▶ [WORK REQUEST]
The line containing "tree methods, nam" opens the span to copy, and the last line of the records below closes it. Write out that span exactly.

▶ [RECORDS SUPPLIED]
◇ ◇ ◇

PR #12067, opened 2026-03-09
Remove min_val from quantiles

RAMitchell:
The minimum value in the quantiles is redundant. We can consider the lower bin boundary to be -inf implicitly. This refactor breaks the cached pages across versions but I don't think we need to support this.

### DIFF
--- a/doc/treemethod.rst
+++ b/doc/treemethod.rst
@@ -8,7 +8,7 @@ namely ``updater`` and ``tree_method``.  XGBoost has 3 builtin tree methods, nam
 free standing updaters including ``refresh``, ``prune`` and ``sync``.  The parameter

◇ ◇ ◇

▶ [TASK RESULT]
@@ -8,7 +8,7 @@ namely ``updater`` and ``tree_method``.  XGBoost has 3 builtin tree methods, nam
 free standing updaters including ``refresh``, ``prune`` and ``sync``.  The parameter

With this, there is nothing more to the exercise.